You learned about broadcasts earlier, and how a router does not pass along broadcasts. A broadcast domain is a network (or portion of a network) that will receive a broadcast packet from any node located within that network. In a typical network, everything on the same side of the router is all part of the same broadcast domain. A switch that you have implemented VLANs on has multiple broadcast domains, similar to a router. But you still need a router (or Layer 3 routing engine) to route from one VLAN to another -- the switch can't do this by itself.
Here are some common reasons why a company might have VLANs:
Security - Separating systems that have sensitive data from the rest of the network decreases the chances that people will gain access to information they are not authorized to see.
Projects/Special applications - Managing a project or working with a specialized application can be simplified by the use of a VLAN that brings all of the required nodes together.
Performance/Bandwidth - Careful monitoring of network use allows the network administrator to create VLANs that reduce the number of router hops and increase the apparent bandwidth for network users.
Broadcasts/Traffic flow - Since a principle element of a VLAN is the fact that it does not pass broadcast traffic to nodes that are not part of the VLAN, it automatically reduces broadcasts. Access lists provide the network administrator with a way to control who sees what network traffic. An access list is a table the network administrator creates that lists which addresses have access to that network.

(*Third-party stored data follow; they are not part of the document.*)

PR #146, opened 2023-02-22
Convert junit5 tests to be pure junit5

illicitonion:
Right now we're detecting both junit4 and junit5 features of these tests, because we're using Assert from junit4.

Instead, make these tests pure junit5. We have specific tests for testing junit4/junit5/mixed behaviour.


shs96c (approved):
LGTM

Departments/Specific job types - Companies may want VLANs set up for departments that are heavy network users (such as multimedia or engineering), or a VLAN across departments that is dedicated to specific types of employees (such as managers or sales people).

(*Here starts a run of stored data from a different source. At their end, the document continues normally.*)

PR #153, opened 2023-02-27
Test code more accurately detects dependencies

### LINKED ISSUE #136: [Gazelle] Resolve deps that are testonly libraries in the test hierarchy
I added a Spring Boot test configuration that is meant to be shared among many tests.  Since it is a library that is meant only to be used in tests, I added it in the `/src/test/` subtree of my project.  I ran gazelle and it generated a `junit5_test_suite`, but since it is a library,  I adjusted the generated BUILD rule to be a `java_library` (and also set the visibility and testonly flags appropriately).  However, gazelle was not able to pick up this library and automatically add it as a dependency.  I was able to work around this by adding a `gazelle:resolve` directive, but it would be nice if that wasn't the case.

illicitonion:
In particular, two classes of dependency are now better handled:
1. Test code for which there isn't a corresponding non-test package no longer emits a warning about a missing package.
2. Test code can now depend on test utility helpers which are defined in other test packages, in very specific circumstances.

I strongly recommend reviewing commit-by-commit.

Fixes #136


java/gazelle/resolve_test.go
```diff
@@ -63,10 +65,10 @@ java_library(
...
     name = "myproject",
     srcs = ["App.java"],
-    _imports = [
-        "com.google.common.primitives.Ints",
-        "java.lang.Exception",
-        "java.lang.String",
+    _imported_packages = [
+        "com.google.common.primitives",
+        "java.lang",
+        "java.lang",
```
shs96c, line 72: Query: I thought this was a set, not a list.

java/gazelle/private/types/types.go
```diff
@@ -0,0 +1,85 @@
...
+}
+
+func PackageNameLess(l, r PackageName) bool {
+	return l.Name < r.Name
+}
+
+type ClassName struct {
+	packageName        PackageName
+	bareOuterClassName string
+	innerClassNames    []string
```
shs96c, line 32: Classes can be nested to an arbitrary depth. I can't tell if `bareOuterClassName` is the containing class or the top-level class

java/gazelle/private/types/types.go
```diff
@@ -0,0 +1,85 @@
...
+
+func NewClassName(packageName PackageName, bareOuterClassName string) ClassName {
+	return ClassName{
+		packageName:        packageName,
+		bareOuterClassName: bareOuterClassName,
+	}
+}
+
+func ParseClassName(fullyQualified string) (*ClassName, error) {
+	parts := strings.Split(fullyQualified, ".")
```
shs96c, line 61: I guess we've already handled the case where in Java an inner class is represented as something like `com.example.Foo$Bar`? We can rely on the fully qualified name just having period characters separating things?

shs96c (approved):
Seems fine, but I have questions. They're not serious enough to block landing the PR, though.

java/gazelle/resolve_test.go
illicitonion: Good point! Removed (accidental) duplication.

java/gazelle/private/types/types.go
illicitonion: Yeah, we're only getting these values from source code itself, where $s aren't present; we don't currently parse e.g. filenames from inside jar files.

You can create a VLAN using most switches simply by logging into the switch via Telnet and entering the parameters for the VLAN (name, domain and port assignments). After you have created the VLAN, any network segments connected to the assigned ports will become part of that VLAN. While you can have more than one VLAN on a switch, they cannot communicate directly with one another on that switch. If they could, it would defeat the purpose of having a VLAN, which is to isolate a part of the network. Communication between VLANs requires the use of a router.
VLANs can span multiple switches, and you can have more than one VLAN on each switch. For multiple VLANs on multiple switches to be able to communicate via a single link between the switches, you must use a process called trunking -- trunking is the technology that allows information from multiple VLANs to be carried over a single link between switches.

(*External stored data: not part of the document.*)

PR #156, opened 2023-02-28
Share default test patterns with java_test_suite

illicitonion:
And allow passing arbitrary regexes.


java/gazelle/javaconfig/codegen/codegen.go
```diff
@@ -0,0 +1,74 @@
...
+							} else {
+								log.Fatalf("DEFAULT_TEST_SUFFIXES values must be strings but got %v", reflect.TypeOf(expr))
+							}
+						}
+					} else {
+						log.Fatalf("DEFAULT_TEST_SUFFIXES must be a list but got %v", reflect.TypeOf(assign.RHS).Name())
+					}
+				}
+			}
+		}
```
stevebarrau, line 54: Can we dedent this loop using early return and continue, aka [left edge happy path](https://medium.com/@matryer/line-of-sight-in-code-186dd7cdea88) technique?

java/gazelle/configure.go
```diff
@@ -55,13 +55,18 @@ func (jc *Configurer) KnownDirectives() []string {
 		javaconfig.ModuleGranularityDirective,
 		javaconfig.TestMode,
 		javaconfig.ExcludeArtifact,
+		javaconfig.TestFilePatterns,
```
stevebarrau, line 58: Can we sort this list?

java/gazelle/configure.go
```diff
@@ -102,6 +107,8 @@ func (jc *Configurer) Configure(c *config.Config, rel string, f *rule.File) {
 				cfg.SetTestMode(d.Value)
 			case javaconfig.ExcludeArtifact:
 				cfg.AddExcludedArtifact(d.Value)
+			case javaconfig.TestFilePatterns:
+				cfg.SetTestFilePatterns(d.Value)
```
stevebarrau, line 111: Can we keep this switch case sorted? And with the same whitespace line after the cases.

java/gazelle/javaconfig/BUILD.bazel
```diff
@@ -1,11 +1,31 @@
...
     deps = [
         "@com_github_bazelbuild_buildtools//build:go_default_library",
     ],
 )
+
+genrule(
+    name = "generate_default_java_test_patterns_src",
+    srcs = ["//java/private:java_test_suite_shared_constants.bzl"],
+    outs = ["default_test_patterns.go"],
+    cmd = "$(execpath //java/gazelle/javaconfig/codegen) $< $@",
```
stevebarrau, line 20: What is the difference between `execpath` and `location`?

java/gazelle/javaconfig/codegen/codegen.go
```diff
@@ -0,0 +1,74 @@
...
+					if rhs, ok := assign.RHS.(*bzl.ListExpr); ok {
+						for _, expr := range rhs.List {
+							if lit, ok := expr.(*bzl.StringExpr); ok {
+								for _, r := range []rune(lit.Value) {
+									if !unicode.IsLetter(r) && !unicode.IsNumber(r) && r != '.' {
+										// We're going to convert these strings to regexes - this is a simple check to make sure we can do so safely.
+										log.Fatalf("DEFAULT_TEST_SUFFIXES may only contain alphanumeric characters or . but got %q", lit.Value)
+									}
+								}
+								defaultTestSuffixes = append(defaultTestSuffixes, lit.Value)
```
stevebarrau, line 44: Should we fail if the list is re-defined instead of doing an append?

In the input is:

```starlark
DEFAULT_TEST_SUFFIXES = ["Test.java"]
DEFAULT_TEST_SUFFIXES = ["Test.java"]
DEFAULT_TEST_SUFFIXES = ["Test.java"]
```

The current output is:

```go
package javaconfig

import "regexp"

var defaultTestRegexps = []*regexp.Regexp{
regexp.MustCompile(".*Test\\.java$"),
regexp.MustCompile(".*Test\\.java$"),
regexp.MustCompile(".*Test\\.java$"),
}
```

java/gazelle/javaconfig/codegen/codegen.go
```diff
@@ -0,0 +1,74 @@
...
+	}
+	output := `package javaconfig
+
+import "regexp"
+
+var defaultTestRegexps = []*regexp.Regexp{
+`
+
+	for _, dts := range defaultTestSuffixes {
+		output += "regexp.MustCompile(\".*" + strings.ReplaceAll(dts, ".", "\\\\.") + "$\"),\n"
```
stevebarrau, line 67: This does not have to generate formatted code, but could we prefix these lines with 1 tab?

java/gazelle/javaconfig/codegen/codegen.go
illicitonion: Done - I always get seduced by the `if foo, ok := bar; ok` syntax, and then get sad that it leads to all the rightward drift

java/gazelle/configure.go
illicitonion: Done - also renamed all the constants to have a `Java` prefix so that the constants and the values sort the same.

java/gazelle/configure.go
illicitonion: Done

java/gazelle/javaconfig/BUILD.bazel
illicitonion: See https://bazel.build/reference/be/make-variables#predefined_label_variables - `location` is a legacy thing which expands to one of `execpath` or `rootpath` depending on where it's used.

java/gazelle/javaconfig/codegen/codegen.go
illicitonion: Absolutely! Done.

java/gazelle/javaconfig/codegen/codegen.go
illicitonion: Done

java/gazelle/javaconfig/codegen/BUILD.bazel
```diff
@@ -0,0 +1,15 @@
...
+    srcs = ["codegen.go"],
+    importpath = "github.com/bazel-contrib/rules_jvm/java/gazelle/javaconfig/codegen",
+    visibility = ["//visibility:private"],
+    deps = ["@net_starlark_go//starlark"],
+)
+
+go_binary(
+    name = "codegen",
+    embed = [":codegen_lib"],
+    visibility = ["//visibility:public"],
```
stevebarrau, line 14: This may be fine tuned

stevebarrau (approved):
Thanks for finding out about this discrepancy.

On the next page, you'll learn about trunking.
VLAN Trunking Protocol
The VLAN trunking protocol (VTP) is the protocol that switches use to communicate among themselves about VLAN configuration.
In the image above, each switch has two VLANs. On the first switch, VLAN A and VLAN B are sent through a single port (trunked) to the router and through another port to the second switch. VLAN C and VLAN D are trunked from the second switch to the first switch, and through the first switch to the router. This trunk can carry traffic from all four VLANs. The trunk link from the first switch to the router can also carry all four VLANs. In fact, this one connection to the router allows the router to appear on all four VLANs, as if it had four different physical ports connected to the switch.
The VLANs can communicate with each other via the trunking connection between the two switches using the router. For example, data from a computer on VLAN A that needs to get to a computer on VLAN B (or VLAN C or VLAN D) must travel from the switch to the router and back again to the switch. Because of the transparent bridging algorithm and trunking, both PCs and the router think that they are on the same physical segment!
As you can see, LAN switches are an amazing technology that can really make a difference in the speed and quality of a network.